The best XML editor out there is XML Spy (http://www.altova.com/). Its expensive, but worth it. However, if you only have one xml format to work with, any decent xml editor with auto-complete will work. On the open source front, Xml Copy Editor (http://xml-copy-editor.sourceforge.net/) is a great standalone editor for windows and linux. I once submitted a patch to a very small bug for it.

Also, if your using a modern IDE of some sort, it probably has a built in xml editor. Visual Studio, Eclipse and SharpDevelop (http://www.icsharpcode.net/OpenSource/SD/) all have good xml editors. As an added bonus, XmlSpy has plugins for Eclipse and Visual Studio.

The data dictionary is a good idea. However, a similar idea is a database diff tool like SqlCompare for sql server (http://www.red-gate.com/products/SQL_Compare/index.htm?gclid=CI3Mhsi095cCFQq3sgodw0vZCg). There are similar tools for most database flavors, although some are command line only. I'm pretty sure that internally SqlCompare is using a data dictionary.

The difference between the andro build script and these compare tools is andromeda compares a real database to a theoretical spec in a yaml file and the database compare tools compare to real databases. This means you used real sql commands to build the dev database. Both have about the same limitations where a manual upgrade script will be required for complex schema changes that require initial data population.

KenDowns said...

Suen: thank you very much, it's good to be back!

KenDowns said...

@Jeffrey: In terms of rollback, wouldn't it be simpler to back up the database and restore if necessary? This saves the need to copy all data from old to new schema during each upgrade.

amihay gonen said...

zippy1981- are some links to tool to compare which I'm aware (I havn't tried them)

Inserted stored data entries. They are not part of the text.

PR #465, opened 2023-01-09
Adopt CloudScape Wizard component

tmscarla:
## Description
This PR introduces the CloudScape [Wizard](https://cloudscape.design/components/wizard/?tabId=playground) component in the create cluster wizard.

## Changelog entry

* Adopted CloudScape Wizard component in the create cluster wizard

## How Has This Been Tested?
* Created new cluster
   * Navigated through wizard (next, back, select step)
   * Enable/disable MultiUser and verified that navigation works as expected
   * Dry-run successful
   
* Updated existing cluster
   * Verified options are loaded and validated correctly 
   * Dry-run successful

## References

* https://cloudscape.design/components/wizard/

## PR Quality Checklist

Screenshot 2023-01-09 at 09 53 44

### DIFF
--- a/frontend/src/old-pages/Configure/Configure.tsx
+++ b/frontend/src/old-pages/Configure/Configure.tsx
@@ -8,30 +8,19 @@
 // or in the "LICENSE.txt" file accompanying this file. This file is distributed on an "AS IS" BASIS, WITHOUT WARRANTIES
 // OR CONDITIONS OF ANY KIND, express or implied. See the License for the specific language governing permissions and
 // limitations under the License.
-import React, {useCallback, useMemo} from 'react'
+import React, {useCallback} from 'react'
 import {useNavigate} from 'react-router-dom'
 
-// @ts-expect-error TS(7016) FIXME: Could not find a declaration file for module 'js-y... Remove this comment to see the full error message
-import jsyaml from 'js-yaml'
-
-import {
-  clearState,
-  getState,
-  setState,
-  useState,
-  updateState,
-} from '../../store'
+import {clearState, getState, setState, useState} from '../../store'
 import {LoadAwsConfig} from '../../model'
 
-// UI Elements
 import {
-  Box,
   Button,
-  SideNavigation,
   SpaceBetween,
+  Wizard,
+  WizardProps,
 } from '@cloudscape-design/components'
 
-// SubPages
 import {Source, sourceValidate} from './Source'
 import {Cluster, clusterValidate} from './Cluster'
 import {HeadNode, headNodeValidate} from './HeadNode'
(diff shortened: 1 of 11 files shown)


frontend/src/old-pages/Configure/Configure.tsx
```diff
@@ -302,78 +125,145 @@ function Configure() {
...
+          </Button>
+        )}
+      </SpaceBetween>
+    )
+  }, [editing, fleetStatus, handleRefresh])
+
+  const isLoadingNextStep = useCallback(() => {
+    const aws = getState(['aws'])
+    return !aws
+  }, [getState])
```
mendaomn, line 184: issue: is this supposed to be updated when the state changes? If so, use `useState` instead of `getState`

Also FYI, there is no need to use `useCallback` here (nor `useMemo`) since you are only interested in the return value, and it's a boolean value (therefore no need to memoize at all)

frontend/src/old-pages/Configure/Configure.tsx
```diff
@@ -302,78 +125,145 @@ function Configure() {
...
+
+  const handleOnNavigate: NonCancelableEventHandler<WizardProps.NavigateDetail> =
+    useCallback(
+      ({detail}) => {
+        navigateWizard(detail.reason, detail.requestedStepIndex)
+      },
+      [navigateWizard],
+    )
+
+  const showSecondaryActions = useCallback(() => {
```
mendaomn, line 149: nit-pick: no need to adopt `useCallback` here, since you are interested in the returned value

I think we can get away without memoizing this component for now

perl - http://sqlfairy.sourceforge.net/
pyton - http://halfcooked.com/code/gerald/

ken - regrading the backup. This is a good point , don't forget that backup also mean copying the data (so in term of performance it may be the same) .
Something the database hosts several applications , so restore db can effect other application.

KenDowns said...

@amihay: I believe a good backup would be more efficient than copying data between schemas -- unless the copy can be done with bulk operations. I would need to know more about the tools to really know.

Anonymous said...

A tool created specifically to handle database upgrades is Liquibase (http://www.liquibase.org). How does the Liquibase approach compare to your thoughts?

Mastodont said...

Very interesting post, thanks.

But I do not understand why should I convert your DD from YAML file into some tables an run complicated SELECTs - you can read YAML file into array and serialize this array into file. Then, if you'd need to upgrade schema, you can compare this array with new YAML's content.

KenDowns said...

Mastodont: I think its a matter of choice, I don't think you "should" load them to tables, that is just how I do it and so that is how I fleshed out the example. But if your own style gets the job done, you won't hear any complaints from me :)

To begin, it is a personal inclination of mine to always perform analysis by loading to tables and putting results in tables. The real concrete advantage to this, and the reason i do it, is that it is much easier to debug the build program by examining those tables than it is to crawl through memory dumps, especially as the feature set gets larger and larger. My own builder has something like 30 DD tables and does triggers, indexes, views, and many complex automations, which I can only manage by getting them into tables. If I can sit comfortably and examine the tables and know the dictionary is sound, the code is a lot easier. This is of course simply the "minimize code, maximize data" rule all over again.